The location anchor hub (LAH) was placed in every unit space (10 × 10 cm) to collect data from the RD and MID in the same area and perform self-analysis of the data, whereby, it distinguishes the results of the tasks and decide whether it would repeat the recorded prompt or allow the participant to proceed to the next task. The LAH also gathered the received signal strength indicator of BLE, advertising from the MID so that it could broadcast a task-specific prompting, according to the presumed location of the MID. The LAH experiments automatically measure the ADL and analyze the results, including the task performance and task completion time based on the recorded data.

ADL measurement

Thirteen experimental tasks were developed for the measurement of the ADL (see Fig. 3). The performance of each task was recorded by a sensor-based platform at a general neurology ward in a university hospital. A recorded verbal prompting was broadcasted from the LAH before each task to assist the initiation of a task and to give a specific instruction regarding performing each task. All participants performed the same sequence of the tasks according to the verbal prompting. When they completed a task, regardless of the result was a success or failure, the prompting for the next task was broadcasted automatically.

A number was assigned to each task according to the sequence of the task performance. The procedure started from entering the test room (Task 1), followed by entering the toilet in the test room (Task 2). Then the participants were instructed to use the toilet (Task 3) and navigate to the sink (Task 4). After washing hands at the sink (Task 5) and wiping hands by a paper towel (Task 6), participants measured their own blood pressures with a sphygmomanometer (Task 7) in the test room. Subsequently, they were asked to use the Smart Pill Reminder, which provided pills automatically (Task 8). Next, participants were directed to the kitchen outside the test room (Task 9) and operate the gas stove (Task 10), followed by using the coffee machine (Task 11) and the microwave (Task 12) in the kitchen. Finally, they were asked to go back to the test room, where they initiated the experiment (Task 13). All the tasks except Task 5 were measured by the SRD. The ESD detected participants’ hands washing at the sink (Task 5).
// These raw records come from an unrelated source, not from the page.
PR #548, opened 2026-07-08
feat(sim2real-analyze): standard analyses catalog

kalantar:
## Summary

Introduces a standard analyses catalog under `.claude/skills/sim2real-analyze/analyses/` so the interactive loop can offer a curated menu instead of the generic "what would you like to analyze next?" prompt. Addresses analysis-format drift across team members running ad-hoc analyses on the same run.

Closes #536.

## What's in the catalog

Two entries, one per runner type — proves the pattern works for both:

- `latency-table` — `runner: script`, `output: table`. Migrated from `scripts/compute_table.py`; behavior unchanged. This is the default that runs on skill entry.
- `per-request-scatter` — `runner: prompt`, `output: png`. Ported from `kalantar-msb/soft-reflective:workspace/prompts/per-request-scatter.md` and adapted for sim2real's single-run, `{baseline, treatment}` layout. The `slo_class` column doesn't exist in current sim2real trace CSVs (confirmed by grep), so coloring defaults to per-phase; the prompt keeps SLO-class coloring as a fallback for future compatibility.

## Front-matter schema

```yaml
---
name: <slug>
title: <human title>
when-to-use: <one-line trigger>
inputs: run
output: html | png | table
runner: script | prompt
script: <filename>   # required when runner == script
---
```

`scripts/list_analyses.py` discovers `analyses/*.md`, parses front-matter with PyYAML (already in requirements), validates required fields, and emits JSON. Malformed entries are logged to stderr and skipped so a single broken entry doesn't take the catalog down.

## SKILL.md changes

- Step 3 now invokes `analyses/latency_table.py` (behavior identical to the previous `scripts/compute_table.py`).
- Step 4 enumerates the catalog on entry and offers a numbered menu. Free-text is matched against each entry's `when-to-use`; on a strong match the skill invokes the entry, otherwise it falls back to the existing one-off-script flow.
- New "Standard analyses catalog" section documents how to add an entry.

## What warrants reviewer attention

1. **`compute_table.py` → `analyses/latency_table.py` rename.** The `REPO_ROOT = Path(__file__).resolve().parents[4]` math is preserved (same depth from repo root: `.claude/skills/sim2real-analyze/analyses/latency_table.py`). The test file uses `import latency_table as compute_table` to keep the existing 60+ test references working without a mechanical rename — reviewer's call on whether to also rename the local binding.
2. **Per-request-scatter port adaptation.** The soft-reflective source assumes `<bundle>/<run>/<phase>/<workload>/` with `<run>` as a replicate label; the sim2real port assumes `workspace/runs/<name>/results/<phase>/<workload>/` and `phase ∈ {baseline, treatment}`. The prompt body diverged from the source in that dimension — reviewer should verify the port's `INPUT DATA` block matches sim2real's actual layout.
3. **Free-text matching lives in the LLM, not a scorer.** `when-to-use` is prose that the skill's LLM reads at catalog-enumeration time and matches against user input. No mechanical matcher, no unit-testable ranking. This trades unit-testability for zero infrastructure. The alternative (a keyword scorer or embedding matcher) can be added later without changing the catalog format.

## Sweep for stale references

Grepped `**/*.md`, `**/*.py`, `**/*.yml`, `**/*.yaml` for `compute_table`, `scripts/compute_table`, `test_compute_table`. Findings:

- `test_latency_table.py` — 60+ hits are the local `compute_table` binding after `import latency_table as compute_table`. Intentional; not stale.
- `docs/proposals/incremental-implementation-plan-addendum.md:325,328` and `docs/proposals/incremental-implementation-plan.md:157` — the deferred design docs that motivated this issue. They describe step-7 as a future refactor and reference `compute_table.py` as "today's baked-in table." Both statements are now partially superseded by this PR (which delivers the catalog + scaffolding half of step-7 with dynamic-phase / `sim2real resolve` deferred). Left unchanged in this PR — reviewer's call whether the docs should be updated to say "partially delivered by #<this PR>" here or in a follow-up when the deferred rest-of-step-7 lands.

When a participant equipped with a MID initiated a sequence of the tasks, the measuring devices autonomously communicated with each other, and restored data, based on the participants’ location, the results of task performance, and task completion time in a memory device.

Statistical analysis

Data preprocessing, data visualization, correlation analysis, and Linear Discriminant Analysis (LDA) was conducted by R software (version 3.6.3., 2020-02-29). We verified the relationship between the clinical ADL parameters (B-ADL, I-ADL) and thirteen ADL tasks using Spearman’s correlation coefficient (rho). Statistical Package for Social Sciences (SPSS Version 25, IBM) was used for LDA, a repeated-measured analysis of variance (ANOVA), and descriptive statistics. One-way ANOVA was used for participants’ demographics. The success proportion and task completion time were analyzed using repeated-measures ANOVA. Wilks’ lambda, Eigenvalues, and Discriminant hit ratio of three LDA models were calculated with SPSS. P-values for a two-tailed test were selected and P < 0.05, P < 0.01, and P < 0.001 were considered significant when comparing demographics, LDA, correlation, and ANOVA.